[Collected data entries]
==============================
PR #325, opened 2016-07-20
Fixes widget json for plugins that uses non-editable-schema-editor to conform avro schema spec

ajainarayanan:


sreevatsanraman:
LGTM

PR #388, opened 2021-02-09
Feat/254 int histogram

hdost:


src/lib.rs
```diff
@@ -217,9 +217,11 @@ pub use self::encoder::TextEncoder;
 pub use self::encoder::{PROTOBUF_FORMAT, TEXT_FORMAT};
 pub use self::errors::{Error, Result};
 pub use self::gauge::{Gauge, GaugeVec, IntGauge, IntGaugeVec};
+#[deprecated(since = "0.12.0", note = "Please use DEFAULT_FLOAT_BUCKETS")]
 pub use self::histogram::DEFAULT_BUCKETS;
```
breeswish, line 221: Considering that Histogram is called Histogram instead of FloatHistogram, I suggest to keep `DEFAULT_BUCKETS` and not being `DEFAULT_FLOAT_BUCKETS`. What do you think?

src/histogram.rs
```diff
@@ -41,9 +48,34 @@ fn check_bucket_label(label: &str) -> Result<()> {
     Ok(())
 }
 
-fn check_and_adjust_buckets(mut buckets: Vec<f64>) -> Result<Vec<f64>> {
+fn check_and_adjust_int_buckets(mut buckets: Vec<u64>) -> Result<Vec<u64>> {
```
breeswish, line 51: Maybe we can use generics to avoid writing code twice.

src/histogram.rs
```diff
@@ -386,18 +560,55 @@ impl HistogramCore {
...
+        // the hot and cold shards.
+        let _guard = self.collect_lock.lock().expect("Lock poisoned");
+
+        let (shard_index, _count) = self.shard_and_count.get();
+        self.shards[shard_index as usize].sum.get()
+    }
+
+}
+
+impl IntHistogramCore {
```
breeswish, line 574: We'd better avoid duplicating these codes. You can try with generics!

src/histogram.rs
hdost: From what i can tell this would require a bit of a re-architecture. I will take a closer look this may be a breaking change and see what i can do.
==============================
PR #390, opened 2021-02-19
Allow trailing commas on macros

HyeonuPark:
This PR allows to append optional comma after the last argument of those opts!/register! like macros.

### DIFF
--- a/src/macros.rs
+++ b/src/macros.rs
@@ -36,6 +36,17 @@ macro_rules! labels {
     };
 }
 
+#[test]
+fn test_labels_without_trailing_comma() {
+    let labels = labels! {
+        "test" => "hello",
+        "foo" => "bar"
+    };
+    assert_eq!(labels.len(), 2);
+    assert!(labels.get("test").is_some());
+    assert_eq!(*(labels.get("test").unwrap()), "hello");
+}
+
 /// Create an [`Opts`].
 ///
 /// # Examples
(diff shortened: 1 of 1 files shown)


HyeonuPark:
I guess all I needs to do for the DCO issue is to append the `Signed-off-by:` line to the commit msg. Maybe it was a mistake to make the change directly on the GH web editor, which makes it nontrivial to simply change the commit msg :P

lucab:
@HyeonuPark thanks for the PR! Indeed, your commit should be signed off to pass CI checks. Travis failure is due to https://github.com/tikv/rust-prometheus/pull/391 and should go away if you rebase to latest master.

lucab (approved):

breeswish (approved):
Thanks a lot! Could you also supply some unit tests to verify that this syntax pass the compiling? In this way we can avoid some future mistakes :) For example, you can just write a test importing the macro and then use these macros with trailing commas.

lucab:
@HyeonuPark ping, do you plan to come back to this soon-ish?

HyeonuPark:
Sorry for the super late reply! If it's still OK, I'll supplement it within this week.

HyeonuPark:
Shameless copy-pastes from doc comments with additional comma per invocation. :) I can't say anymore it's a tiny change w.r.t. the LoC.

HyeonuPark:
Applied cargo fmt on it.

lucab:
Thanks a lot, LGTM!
==============================
• [WORK REQUIRED] Look through the entries and return every line where "commas" appears.

• [REPLY]
Allow trailing commas on macros
Thanks a lot! Could you also supply some unit tests to verify that this syntax pass the compiling? In this way we can avoid some future mistakes :) For example, you can just write a test importing the macro and then use these macros with trailing commas.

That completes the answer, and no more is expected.